5) compared with AD patients, while the level of Aβ-specific IgG antibodies was decreased. The presence of high levels of IgM antibody along with low levels of IgG antibodies also indicates a weak immune response. It suggests that, although the immune response against Aβ is initiated in the healthy controls, it is not strong enough to induce class switching to IgG or the generation of T cell memory [
40‐
42]. Increased levels of IL-21 found in the serum of AD patients also supports this since IL-21 enhances the differentiation of B cells towards antibody-secreting B cells and also helps in class switching of IgM antibodies towards IgG antibodies. Antibodies against self-proteins such as Aβ are called natural antibodies. Natural antibodies are essentially antibodies of the IgM isotype present in the circulation of normal humans and other mammalian species. They are detectable in the serum of healthy individuals before deliberate immunization. They have been found to play an innate-like role in protection against infectious agents and to exert homeostatic functions in a variety of experimental models [
43‐
45]. One of the major homeostatic functions of the natural antibodies is to help in the removal of autoantigens such as Aβ. The IgM isotype is beneficial in this regard as these antibodies have a low affinity against the antigen compared with IgG antibodies. However, their avidity of binding to antigens is high because of their pentameric structure which aids in clearance of the antigens. Natural autoantibodies against Aβ have also been demonstrated to play a protective role in AD. Autoantibodies against Aβ play a role in Aβ clearance and these are lower in AD patients than controls [
46,
47]. Very recently, a study by Marsh et al. [46] demonstrated that genetically modified AD mice lacking three key immune cell types (T cells, B cells, and NK cells) displayed a twofold increase in Aβ accumulation compared with AD mice with an intact immune system [
46]. They further showed that this is due to a decrease in antibodies as the accumulation of natural antibodies in the brain in immune competent mice helped increase the clearance of Aβ. Antibody production thus appears to be beneficial in the fight against AD.

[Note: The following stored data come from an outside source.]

Issue #359, opened 2017-07-30
Transpile front end code into ES5?


pdehaan:
I was playing around trying to replace browserify with webpack+babel, and failing quite spectacurly.
I think the latest error I was getting was re: `class` keyword in an imported ["testpilot-ga" module](https://github.com/mozilla/testpilot-ga/blob/master/.babelrc).

Looks like testpilot-ga publishes a babel version itself (yay) but targets a baseline env of "Firefox 54", whereas we're targeting older browsers. Not sure if that means we'd have to re-babel that dependency and set our `env.targets.browsers` to something like "> 2%,  ie 8, safari > 9".

dannycoates:
done

PR #396, opened 2017-08-02
add babel-polyfill

### LINKED ISSUE #395: Object.entries is not a function
https://sentry.prod.mozaws.net/operations/send-prod/issues/632248/

dannycoates:
fixes #395

and before @pdehaan mentions webpack, i know, but not right now

### DIFF
--- a/package.json
+++ b/package.json
@@ -17,6 +17,7 @@
     "redis": "^2.7.1"
   },
   "devDependencies": {
+    "babel-polyfill": "^6.23.0",
     "browserify": "^14.4.0",
     "eslint": "^4.3.0",
     "eslint-plugin-mocha": "^4.11.0",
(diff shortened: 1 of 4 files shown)


package.json
```diff
@@ -79,7 +80,7 @@
     "build:upload": "browserify frontend/src/upload.js -g uglifyify -o public/upload.js",
     "build:download": "browserify frontend/src/download.js -g uglifyify -o public/download.js",
     "build:version": "node scripts/version",
-    "build:l10n": "cp node_modules/l20n/dist/web/l20n.min.js public",
+    "build:3rd": "cp node_modules/l20n/dist/web/l20n.min.js public && cp node_modules/babel-polyfill/dist/polyfill.min.js public",
```
pdehaan: I'll give you a 💵 if we rename this to something more grep-able like "build:vendor".

You could even combine the two:

```sh
cp node_modules/l20n/dist/web/l20n.min.js node_modules/babel-polyfill/dist/polyfill.min.js public
```

pdehaan:
Do we know where the `Object.entries()` is coming from? I didn't see it in our source (via a quick `git grep`).

I mean, **babel-polyfill** seems like a big [96KB] hammer for an API call:

```sh
$ ls -lash node_modules/babel-polyfill/dist/polyfill.min.js | awk '{ print $6, $10 }'

96K node_modules/babel-polyfill/dist/polyfill.min.js
```

dannycoates:
> I mean, babel-polyfill seems like a big [96KB] hammer for an API call

it is, but this isn't the only error in sentry the polyfill will fix

pdehaan:
> it is, but this isn't the only error in sentry the polyfill will fix

👍 Great point! Ship it. I think we were considering doing webpack+babel+transpiling (#359) anyways, so this is a great start.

The increased levels of IL-21 observed in AD patients is also indicative of ongoing inflammation since, in addition to B-cell differentiation, IL-21 is also a highly inflammatory cytokine that can enhance the differentiation of IL-17, producing Th17 cells [
48]. Both IL-21 and IL-17 have been implicated in numerous inflammatory diseases [
30,
31,
48,
49]. For example, high levels of IL-21 have been demonstrated to promote a range of autoimmune diseases, including multiple sclerosis, inflammatory bowel disease, and psoriasis. More recently, IL-21 was found to be highly upregulated in the mouse brain after cerebral ischemia [
50]. It is therefore plausible to speculate that IL-21 may play a dual role in the pathogenesis of AD by enhancing IgG production and by increasing inflammation via Th17 cells. Enhanced production of Aβ and related peptides, fibrils, and tangles in AD may also act as antigens to induce inflammatory immune responses in addition to causing neurological damage as suggested by the amyloid cascade hypothesis. The presence of T cells in the brain of AD patients [
46] may be indicative of disruption of the blood-brain barrier due to increased peripheral inflammation. It would be interesting to determine a correlation between IL-21 levels as well as IL-21-producing Tfh cells with disease progression.
Conclusions
In summary, we demonstrate for the first time that DCs from healthy aged subjects display mild inflammatory responses to Aβ in the form of chemokine secretion and low-level T-cell priming which may facilitate clearance of Aβ. Furthermore, we also observe enhanced levels of Aβ-specific IgM antibodies in the circulation of healthy controls compared with AD subjects, which may also help clear the Aβ. Thus, we describe two novel mechanisms which may be operating in healthy subjects to prevent the development of AD. These data also suggest novel therapeutic strategies using antibodies to clear Aβ. In addition, we also observe increased IL-21 in the serum of AD patients, which may serve as a biomarker for immune and inflammatory response in these subjects.